* PROBLEM
For this exercise, transcribe the records below without changing a word.

(DATA TO PROCESS Opens)

PR #180, opened 2026-04-23
fix(chat): resolve model switch lag by tracking model/provider key

### LINKED ISSUE #179: /model switch lags by one step — next turn uses the previously selected model
**Describe the bug**

`/model` switch lags by one step — the model actually used for the next turn is the **previously** selected model, not the one just chosen. The success message `Switched to X` prints correctly, but the next user message is processed by the model selected on the previous `/model` call. You have to run `/model` twice to make a switch "take effect".

**To Reproduce**

Assuming default model is `claude-sonnet-4-6`:

1. Start EvoSci (TUI or classic CLI).
2. Run `/model minimax-m2.7` → UI shows `Switched to minimax-m2.7 (openrouter)`.
3. Send any message → response is still generated by `claude-sonnet-4-6` (the default).
4. Run `/model gpt-5.3-codex` → UI shows `Switched to gpt-5.3-codex (openrouter)`.
5. Send any message → response is now generated by `minimax-m2.7` (the previously selected model), **not** `gpt-5.3-codex`.

So every `/model` invocation effectively commits the **previous** selection, one step behind.

**Expected behavior**

After `/model X`, the very next user message should be handled by model `X`.

**Error output / logs**

No error — the bug is behavioral. Observable via the model identity in the response style or via provider-specific tool-call differences. No traceback is produced.

**Root cause (confirmed by code read)**

In `EvoScientist/commands/implementation/model.py` `ModelCommand._apply_model()` (around lines 121–144):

(DATA TO PROCESS Closes)

* YOUR SOLUTION
PR #180, opened 2026-04-23
fix(chat): resolve model switch lag by tracking model/provider key

### LINKED ISSUE #179: /model switch lags by one step — next turn uses the previously selected model
**Describe the bug**

`/model` switch lags by one step — the model actually used for the next turn is the **previously** selected model, not the one just chosen. The success message `Switched to X` prints correctly, but the next user message is processed by the model selected on the previous `/model` call. You have to run `/model` twice to make a switch "take effect".

**To Reproduce**

Assuming default model is `claude-sonnet-4-6`:

1. Start EvoSci (TUI or classic CLI).
2. Run `/model minimax-m2.7` → UI shows `Switched to minimax-m2.7 (openrouter)`.
3. Send any message → response is still generated by `claude-sonnet-4-6` (the default).
4. Run `/model gpt-5.3-codex` → UI shows `Switched to gpt-5.3-codex (openrouter)`.
5. Send any message → response is now generated by `minimax-m2.7` (the previously selected model), **not** `gpt-5.3-codex`.

So every `/model` invocation effectively commits the **previous** selection, one step behind.

**Expected behavior**

After `/model X`, the very next user message should be handled by model `X`.

**Error output / logs**

No error — the bug is behavioral. Observable via the model identity in the response style or via provider-specific tool-call differences. No traceback is produced.

**Root cause (confirmed by code read)**

In `EvoScientist/commands/implementation/model.py` `ModelCommand._apply_model()` (around lines 121–144):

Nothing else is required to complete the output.